Dari definisi, sampah puntung rokok merupakan buangan dari kegiatan merokok yang tersisa setelah seseorang selesai mengisapnya. Sampah puntung rokok berbahaya karena tidak dapat terurai secara hayati dan sangat beracun bagi organisme laut. Dari segi kandungan, sampah puntung rokok juga terbukti mengandung selulosa asetat yang berbahaya bagi tanaman, hewan, dan manusia.
Setidaknya ada 15 zat yang terkandung dalam puntung rokok yang masuk dalam daftar zat yang dikategorikan B3 sesuai dengan Peraturan Pemerintah Nomor 22 Tahun 2021 tentang Penyelenggaraan Perlindungan dan Pengelolaan Lingkungan Hidup. Zat berbahaya tersebut, antara lain, nikotin, benzena, butana, butanol formaldehida, kadmium, metanol, dan fenol.

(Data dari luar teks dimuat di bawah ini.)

PR #284, opened 2017-12-05
pacemaker: Alert resource

skazi0:
Pacemaker supports alert feature which can be used to attach scripts
to various cluster events. This commit exposes basic alerts to chef as
resources. Creating, updating and deleting is supported.

### DIFF
--- a/chef/cookbooks/pacemaker/spec/fixtures/alert.rb
+++ b/chef/cookbooks/pacemaker/spec/fixtures/alert.rb
@@ -1,0 +1,18 @@
+require_relative "../../libraries/pacemaker/alert"
+
+class Chef
+  module RSpec
+    module Pacemaker
+      module Config
+        ALERT = ::Pacemaker::Alert.new("alert1")
+        ALERT.handler = "handler.sh"
+        ALERT.receiver = "receiver-id"
+        ALERT.attrs_authoritative
+        ALERT_DEFINITION = <<'PCMK'.chomp
+alert alert1 handler.sh \
+         to receiver-id
+PCMK
+      end
+    end
+  end
+end
--- a/chef/cookbooks/pacemaker/libraries/pacemaker/alert.rb
+++ b/chef/cookbooks/pacemaker/libraries/pacemaker/alert.rb
@@ -1,0 +1,36 @@
+require "shellwords"
+
+require_relative "cib_object"
+
+module Pacemaker
+  class Alert < Pacemaker::CIBObject
+    register_type :alert
+
+    attr_accessor :handler, :receiver
+
+    def self.attrs_to_copy_from_chef
+      %w(handler receiver)
+    end
+
+    def parse_definition
+      unless @definition =~ /\A#{self.class.object_type} (\S+) (\S+)[\\\s]+to (\S+)/
+        raise Pacemaker::CIBObject::DefinitionParseError, \
+              "Couldn't parse definition '#{@definition}'"
+      end
+      self.name = Regexp.last_match(1)
+      self.handler = Regexp.last_match(2)
+      self.receiver = Regexp.last_match(3)
+
+      attrs_authoritative
+    end
+
+    def definition_from_attributes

Akan tetapi, Nahla menyampaikan, pengaturan tentang pengelolaan sampah puntung rokok tidak secara eksplisit ditegaskan oleh pemerintah, Selain itu, tidak ada kesadaran dari pemerintah juga industri untuk mengelola sampah puntung rokok.
”Kami harap pemerintah segera menetapkan sampah puntung rokok sebagai limbah B3 dan memasukkannya ke kebijakan yang sudah ada. Jika tidak dikelola dengan baik, dampak lingkungannya akan sangat signifikan,” ujarnya.